▶ [Exercise instructions] Where the records below show a line containing "PR #1474, opened 2026-07-19", start copying; end with the line containing "with this pr", and copy it too.

┄┄┄┄┄┄┄┄┄┄┄┄┄┄┄┄┄┄┄┄

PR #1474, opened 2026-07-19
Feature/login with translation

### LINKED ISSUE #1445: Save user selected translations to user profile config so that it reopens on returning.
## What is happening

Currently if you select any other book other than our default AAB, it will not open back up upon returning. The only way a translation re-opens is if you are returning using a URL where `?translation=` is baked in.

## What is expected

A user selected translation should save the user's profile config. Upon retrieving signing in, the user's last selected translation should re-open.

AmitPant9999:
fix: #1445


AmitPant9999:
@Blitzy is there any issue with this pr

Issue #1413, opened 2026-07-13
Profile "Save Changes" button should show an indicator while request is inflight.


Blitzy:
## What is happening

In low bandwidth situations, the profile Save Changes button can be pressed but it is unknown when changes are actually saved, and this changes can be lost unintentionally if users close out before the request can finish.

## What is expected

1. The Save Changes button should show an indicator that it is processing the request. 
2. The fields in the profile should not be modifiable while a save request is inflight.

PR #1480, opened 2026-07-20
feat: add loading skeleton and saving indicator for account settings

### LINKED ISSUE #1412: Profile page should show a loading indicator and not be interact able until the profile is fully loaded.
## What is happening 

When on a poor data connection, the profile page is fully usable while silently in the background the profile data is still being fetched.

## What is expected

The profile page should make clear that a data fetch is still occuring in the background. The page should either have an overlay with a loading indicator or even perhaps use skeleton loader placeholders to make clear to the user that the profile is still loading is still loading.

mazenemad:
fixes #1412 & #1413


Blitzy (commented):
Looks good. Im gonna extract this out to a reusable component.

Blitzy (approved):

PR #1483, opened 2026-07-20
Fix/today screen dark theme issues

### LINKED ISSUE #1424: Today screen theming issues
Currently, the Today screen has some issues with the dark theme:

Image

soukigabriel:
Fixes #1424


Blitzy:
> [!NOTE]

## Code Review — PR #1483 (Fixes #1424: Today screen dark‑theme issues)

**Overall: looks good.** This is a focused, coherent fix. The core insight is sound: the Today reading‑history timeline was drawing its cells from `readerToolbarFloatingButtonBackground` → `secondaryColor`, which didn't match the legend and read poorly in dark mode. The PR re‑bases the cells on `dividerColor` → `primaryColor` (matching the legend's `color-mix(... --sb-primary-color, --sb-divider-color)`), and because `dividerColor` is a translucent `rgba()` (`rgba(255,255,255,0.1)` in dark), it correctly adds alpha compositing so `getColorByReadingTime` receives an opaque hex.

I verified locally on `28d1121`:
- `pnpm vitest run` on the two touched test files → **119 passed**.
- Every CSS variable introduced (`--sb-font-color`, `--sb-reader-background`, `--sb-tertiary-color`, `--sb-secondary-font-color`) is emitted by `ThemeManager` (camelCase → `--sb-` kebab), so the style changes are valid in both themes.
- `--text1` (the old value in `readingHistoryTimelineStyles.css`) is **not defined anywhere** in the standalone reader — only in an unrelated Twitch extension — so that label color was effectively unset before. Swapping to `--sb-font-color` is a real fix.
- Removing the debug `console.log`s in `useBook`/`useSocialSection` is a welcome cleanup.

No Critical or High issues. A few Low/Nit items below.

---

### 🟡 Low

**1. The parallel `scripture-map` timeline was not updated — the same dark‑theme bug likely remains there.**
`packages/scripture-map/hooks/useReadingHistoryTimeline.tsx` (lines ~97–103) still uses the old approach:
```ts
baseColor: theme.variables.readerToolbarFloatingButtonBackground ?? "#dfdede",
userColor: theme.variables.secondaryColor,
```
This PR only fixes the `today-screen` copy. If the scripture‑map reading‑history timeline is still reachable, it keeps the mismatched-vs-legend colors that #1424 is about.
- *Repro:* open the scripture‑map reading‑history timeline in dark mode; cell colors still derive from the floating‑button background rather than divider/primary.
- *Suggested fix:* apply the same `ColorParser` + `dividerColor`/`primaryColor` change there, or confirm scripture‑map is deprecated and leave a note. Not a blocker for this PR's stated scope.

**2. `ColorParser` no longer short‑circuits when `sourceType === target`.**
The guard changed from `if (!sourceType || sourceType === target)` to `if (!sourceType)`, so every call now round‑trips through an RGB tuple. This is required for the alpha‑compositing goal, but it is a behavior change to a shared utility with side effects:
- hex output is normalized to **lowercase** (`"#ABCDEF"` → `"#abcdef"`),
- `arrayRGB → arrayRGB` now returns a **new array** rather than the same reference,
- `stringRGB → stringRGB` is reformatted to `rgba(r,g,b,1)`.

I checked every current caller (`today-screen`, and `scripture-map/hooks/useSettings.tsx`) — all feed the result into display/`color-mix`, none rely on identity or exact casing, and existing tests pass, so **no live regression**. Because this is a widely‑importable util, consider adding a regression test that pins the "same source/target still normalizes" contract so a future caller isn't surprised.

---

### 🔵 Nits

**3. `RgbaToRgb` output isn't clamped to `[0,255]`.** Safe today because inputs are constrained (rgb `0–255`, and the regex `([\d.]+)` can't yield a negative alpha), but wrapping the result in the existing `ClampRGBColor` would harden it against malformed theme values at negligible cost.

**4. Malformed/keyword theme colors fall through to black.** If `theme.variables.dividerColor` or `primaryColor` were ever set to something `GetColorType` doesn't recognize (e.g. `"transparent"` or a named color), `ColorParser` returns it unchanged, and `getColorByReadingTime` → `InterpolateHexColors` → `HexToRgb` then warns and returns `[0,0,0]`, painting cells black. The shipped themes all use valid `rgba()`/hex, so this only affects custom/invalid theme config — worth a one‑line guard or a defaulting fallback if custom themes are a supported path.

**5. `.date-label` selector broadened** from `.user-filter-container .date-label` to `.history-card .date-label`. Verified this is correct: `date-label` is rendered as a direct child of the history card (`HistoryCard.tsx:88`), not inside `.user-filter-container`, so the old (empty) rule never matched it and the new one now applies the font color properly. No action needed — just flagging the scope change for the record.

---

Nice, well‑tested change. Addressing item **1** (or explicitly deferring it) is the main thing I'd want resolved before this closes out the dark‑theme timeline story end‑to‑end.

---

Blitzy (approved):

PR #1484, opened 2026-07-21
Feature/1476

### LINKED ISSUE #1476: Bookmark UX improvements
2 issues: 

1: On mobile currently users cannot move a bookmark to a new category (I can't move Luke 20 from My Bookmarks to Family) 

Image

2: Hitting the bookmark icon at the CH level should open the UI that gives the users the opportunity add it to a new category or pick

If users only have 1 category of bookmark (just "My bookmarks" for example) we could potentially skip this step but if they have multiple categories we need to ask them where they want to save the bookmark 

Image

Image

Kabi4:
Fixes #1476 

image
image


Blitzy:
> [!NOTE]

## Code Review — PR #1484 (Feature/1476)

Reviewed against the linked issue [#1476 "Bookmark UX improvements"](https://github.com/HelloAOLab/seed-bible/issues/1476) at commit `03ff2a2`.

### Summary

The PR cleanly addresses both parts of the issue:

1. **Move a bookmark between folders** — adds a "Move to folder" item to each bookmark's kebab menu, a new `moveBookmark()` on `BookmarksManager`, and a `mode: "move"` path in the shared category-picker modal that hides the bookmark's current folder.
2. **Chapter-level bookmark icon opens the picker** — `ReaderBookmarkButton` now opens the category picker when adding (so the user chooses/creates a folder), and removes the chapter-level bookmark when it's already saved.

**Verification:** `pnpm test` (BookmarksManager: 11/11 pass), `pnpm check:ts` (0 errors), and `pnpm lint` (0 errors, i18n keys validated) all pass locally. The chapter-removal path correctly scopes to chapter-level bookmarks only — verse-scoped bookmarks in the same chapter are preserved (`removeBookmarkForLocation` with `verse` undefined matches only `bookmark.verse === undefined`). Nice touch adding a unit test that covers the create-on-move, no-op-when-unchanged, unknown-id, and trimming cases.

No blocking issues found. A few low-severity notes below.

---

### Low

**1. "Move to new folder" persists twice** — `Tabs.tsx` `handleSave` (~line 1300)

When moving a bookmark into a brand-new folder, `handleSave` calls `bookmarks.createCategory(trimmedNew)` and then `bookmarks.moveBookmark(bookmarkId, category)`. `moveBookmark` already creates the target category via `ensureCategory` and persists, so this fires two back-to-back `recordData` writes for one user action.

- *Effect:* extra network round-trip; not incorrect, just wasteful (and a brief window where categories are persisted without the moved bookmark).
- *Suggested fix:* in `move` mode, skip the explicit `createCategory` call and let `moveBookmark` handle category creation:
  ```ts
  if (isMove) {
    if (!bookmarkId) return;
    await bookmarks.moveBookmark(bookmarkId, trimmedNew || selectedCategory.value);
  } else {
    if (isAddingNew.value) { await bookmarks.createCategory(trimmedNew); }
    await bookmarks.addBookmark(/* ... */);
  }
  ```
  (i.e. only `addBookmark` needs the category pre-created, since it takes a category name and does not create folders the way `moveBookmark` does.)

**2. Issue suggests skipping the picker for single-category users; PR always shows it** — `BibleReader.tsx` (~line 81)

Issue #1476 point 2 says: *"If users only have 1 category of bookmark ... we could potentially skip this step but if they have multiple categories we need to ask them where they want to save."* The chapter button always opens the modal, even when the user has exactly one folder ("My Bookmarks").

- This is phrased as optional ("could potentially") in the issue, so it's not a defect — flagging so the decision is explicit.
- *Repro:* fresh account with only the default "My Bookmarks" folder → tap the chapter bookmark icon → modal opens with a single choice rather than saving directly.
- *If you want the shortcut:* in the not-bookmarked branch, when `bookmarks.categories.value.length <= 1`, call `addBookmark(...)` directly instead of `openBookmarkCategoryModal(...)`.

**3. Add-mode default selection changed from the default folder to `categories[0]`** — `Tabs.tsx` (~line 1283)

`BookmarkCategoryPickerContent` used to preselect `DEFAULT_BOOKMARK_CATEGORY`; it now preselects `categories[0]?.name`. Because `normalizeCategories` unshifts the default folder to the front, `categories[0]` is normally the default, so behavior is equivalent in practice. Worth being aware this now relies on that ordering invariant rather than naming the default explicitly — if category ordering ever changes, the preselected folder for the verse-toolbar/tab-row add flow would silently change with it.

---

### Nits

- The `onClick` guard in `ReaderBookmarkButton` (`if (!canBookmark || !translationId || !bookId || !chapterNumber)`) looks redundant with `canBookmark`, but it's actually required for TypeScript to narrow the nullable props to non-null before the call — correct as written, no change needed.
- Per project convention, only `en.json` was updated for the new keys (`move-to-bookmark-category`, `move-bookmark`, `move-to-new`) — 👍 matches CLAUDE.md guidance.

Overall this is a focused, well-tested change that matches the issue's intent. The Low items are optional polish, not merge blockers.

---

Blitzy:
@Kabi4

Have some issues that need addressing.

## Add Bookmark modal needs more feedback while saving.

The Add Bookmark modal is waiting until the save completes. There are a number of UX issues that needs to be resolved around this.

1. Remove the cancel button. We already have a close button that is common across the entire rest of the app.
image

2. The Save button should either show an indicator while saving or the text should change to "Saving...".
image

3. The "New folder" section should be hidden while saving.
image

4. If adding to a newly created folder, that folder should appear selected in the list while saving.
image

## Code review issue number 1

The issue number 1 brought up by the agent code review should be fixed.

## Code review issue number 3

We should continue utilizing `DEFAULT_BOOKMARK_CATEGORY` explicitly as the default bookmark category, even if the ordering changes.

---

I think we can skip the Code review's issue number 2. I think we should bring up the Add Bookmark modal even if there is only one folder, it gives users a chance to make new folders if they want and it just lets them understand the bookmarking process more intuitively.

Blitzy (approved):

┄┄┄┄┄┄┄┄┄┄┄┄┄┄┄┄┄┄┄┄

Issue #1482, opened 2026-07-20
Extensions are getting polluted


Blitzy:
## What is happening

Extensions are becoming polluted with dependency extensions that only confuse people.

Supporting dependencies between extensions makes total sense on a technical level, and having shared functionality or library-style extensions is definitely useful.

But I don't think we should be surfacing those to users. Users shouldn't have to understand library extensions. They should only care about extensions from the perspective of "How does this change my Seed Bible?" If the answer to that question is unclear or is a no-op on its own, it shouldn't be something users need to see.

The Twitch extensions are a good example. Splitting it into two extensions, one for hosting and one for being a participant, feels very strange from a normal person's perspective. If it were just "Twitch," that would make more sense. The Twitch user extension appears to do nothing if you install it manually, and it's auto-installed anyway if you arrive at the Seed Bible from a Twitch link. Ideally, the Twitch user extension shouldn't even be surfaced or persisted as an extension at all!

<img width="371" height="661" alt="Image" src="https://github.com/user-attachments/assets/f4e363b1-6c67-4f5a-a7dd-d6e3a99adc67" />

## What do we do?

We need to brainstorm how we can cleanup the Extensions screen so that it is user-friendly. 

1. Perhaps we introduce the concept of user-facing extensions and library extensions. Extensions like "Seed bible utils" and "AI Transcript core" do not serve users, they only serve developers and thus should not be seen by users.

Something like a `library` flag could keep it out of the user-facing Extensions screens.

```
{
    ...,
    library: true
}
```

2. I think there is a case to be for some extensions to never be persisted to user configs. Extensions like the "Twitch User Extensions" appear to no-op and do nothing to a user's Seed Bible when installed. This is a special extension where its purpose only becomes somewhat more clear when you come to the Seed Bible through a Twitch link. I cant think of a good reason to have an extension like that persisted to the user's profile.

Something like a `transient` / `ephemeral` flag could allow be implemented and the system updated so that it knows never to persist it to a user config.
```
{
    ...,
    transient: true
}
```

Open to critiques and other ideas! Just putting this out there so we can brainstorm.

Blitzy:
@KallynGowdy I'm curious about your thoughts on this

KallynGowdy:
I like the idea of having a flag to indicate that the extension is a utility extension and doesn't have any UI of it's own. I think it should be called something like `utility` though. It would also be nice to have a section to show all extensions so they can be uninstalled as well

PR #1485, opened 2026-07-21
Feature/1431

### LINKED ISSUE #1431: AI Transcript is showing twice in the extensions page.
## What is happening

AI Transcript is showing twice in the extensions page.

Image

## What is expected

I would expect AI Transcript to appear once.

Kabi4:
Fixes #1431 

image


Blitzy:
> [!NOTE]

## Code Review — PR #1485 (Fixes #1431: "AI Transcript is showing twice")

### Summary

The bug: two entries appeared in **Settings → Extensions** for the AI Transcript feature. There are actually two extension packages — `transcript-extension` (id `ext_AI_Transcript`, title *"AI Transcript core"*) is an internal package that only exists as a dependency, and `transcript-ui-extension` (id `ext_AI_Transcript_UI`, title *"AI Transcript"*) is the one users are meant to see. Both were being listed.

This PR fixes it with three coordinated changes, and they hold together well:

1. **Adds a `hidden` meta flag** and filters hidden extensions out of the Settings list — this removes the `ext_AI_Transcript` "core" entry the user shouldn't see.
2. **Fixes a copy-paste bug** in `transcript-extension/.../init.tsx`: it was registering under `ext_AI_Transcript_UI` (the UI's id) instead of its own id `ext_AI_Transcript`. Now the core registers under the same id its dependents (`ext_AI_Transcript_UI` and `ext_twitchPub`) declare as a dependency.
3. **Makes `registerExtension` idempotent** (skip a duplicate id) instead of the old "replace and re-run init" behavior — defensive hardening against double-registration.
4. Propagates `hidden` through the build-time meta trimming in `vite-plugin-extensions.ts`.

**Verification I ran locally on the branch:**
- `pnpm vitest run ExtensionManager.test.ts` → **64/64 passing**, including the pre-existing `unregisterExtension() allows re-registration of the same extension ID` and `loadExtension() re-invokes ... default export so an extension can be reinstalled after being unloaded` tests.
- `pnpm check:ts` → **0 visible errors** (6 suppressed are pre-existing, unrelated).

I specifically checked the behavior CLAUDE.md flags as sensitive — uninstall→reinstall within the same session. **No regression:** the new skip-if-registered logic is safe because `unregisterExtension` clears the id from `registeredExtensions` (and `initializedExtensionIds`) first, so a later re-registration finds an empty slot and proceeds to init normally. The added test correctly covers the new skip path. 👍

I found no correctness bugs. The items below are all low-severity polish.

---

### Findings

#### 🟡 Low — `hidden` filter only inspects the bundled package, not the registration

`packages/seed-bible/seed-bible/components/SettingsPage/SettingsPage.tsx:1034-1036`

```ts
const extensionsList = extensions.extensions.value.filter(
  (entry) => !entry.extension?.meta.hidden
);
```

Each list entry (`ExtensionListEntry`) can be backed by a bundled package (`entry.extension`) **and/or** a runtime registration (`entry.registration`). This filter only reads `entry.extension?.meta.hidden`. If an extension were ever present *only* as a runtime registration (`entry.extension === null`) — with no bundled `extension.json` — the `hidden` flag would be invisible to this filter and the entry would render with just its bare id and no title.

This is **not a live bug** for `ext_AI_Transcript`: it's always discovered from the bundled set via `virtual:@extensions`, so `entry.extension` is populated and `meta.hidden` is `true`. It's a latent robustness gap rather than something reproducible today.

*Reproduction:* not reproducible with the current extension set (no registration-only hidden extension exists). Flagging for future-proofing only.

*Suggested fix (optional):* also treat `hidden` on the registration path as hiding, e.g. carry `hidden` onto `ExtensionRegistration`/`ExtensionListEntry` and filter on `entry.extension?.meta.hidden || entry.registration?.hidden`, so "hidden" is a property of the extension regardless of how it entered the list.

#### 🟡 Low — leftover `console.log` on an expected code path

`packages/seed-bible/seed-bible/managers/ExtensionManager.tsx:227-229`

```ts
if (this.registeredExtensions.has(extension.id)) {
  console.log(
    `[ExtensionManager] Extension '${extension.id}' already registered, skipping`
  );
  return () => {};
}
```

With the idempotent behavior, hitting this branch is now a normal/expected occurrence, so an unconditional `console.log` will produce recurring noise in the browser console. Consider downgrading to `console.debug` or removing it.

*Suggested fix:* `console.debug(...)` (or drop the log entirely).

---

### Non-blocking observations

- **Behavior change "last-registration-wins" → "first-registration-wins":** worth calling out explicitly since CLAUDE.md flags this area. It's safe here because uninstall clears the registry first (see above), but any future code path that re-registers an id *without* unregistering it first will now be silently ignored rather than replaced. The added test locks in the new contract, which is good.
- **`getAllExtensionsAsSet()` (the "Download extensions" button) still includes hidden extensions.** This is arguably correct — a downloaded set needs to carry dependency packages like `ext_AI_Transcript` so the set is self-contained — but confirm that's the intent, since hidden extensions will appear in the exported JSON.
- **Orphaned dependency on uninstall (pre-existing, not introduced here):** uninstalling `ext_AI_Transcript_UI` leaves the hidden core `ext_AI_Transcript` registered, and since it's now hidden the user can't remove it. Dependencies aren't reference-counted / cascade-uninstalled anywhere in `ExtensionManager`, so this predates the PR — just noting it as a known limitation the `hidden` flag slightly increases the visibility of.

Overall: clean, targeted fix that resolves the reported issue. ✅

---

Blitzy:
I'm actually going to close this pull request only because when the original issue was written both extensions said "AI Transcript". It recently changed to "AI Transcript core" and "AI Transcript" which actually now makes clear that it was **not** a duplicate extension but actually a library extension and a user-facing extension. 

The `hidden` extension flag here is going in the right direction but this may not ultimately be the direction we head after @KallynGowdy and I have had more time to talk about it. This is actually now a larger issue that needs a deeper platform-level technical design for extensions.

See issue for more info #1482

┄┄┄┄┄┄┄┄┄┄┄┄┄┄┄┄┄┄┄┄

▶ [Result of the task]
PR #1474, opened 2026-07-19
Feature/login with translation

### LINKED ISSUE #1445: Save user selected translations to user profile config so that it reopens on returning.
## What is happening

Currently if you select any other book other than our default AAB, it will not open back up upon returning. The only way a translation re-opens is if you are returning using a URL where `?translation=` is baked in.

## What is expected

A user selected translation should save the user's profile config. Upon retrieving signing in, the user's last selected translation should re-open.

AmitPant9999:
fix: #1445


AmitPant9999:
@Blitzy is there any issue with this pr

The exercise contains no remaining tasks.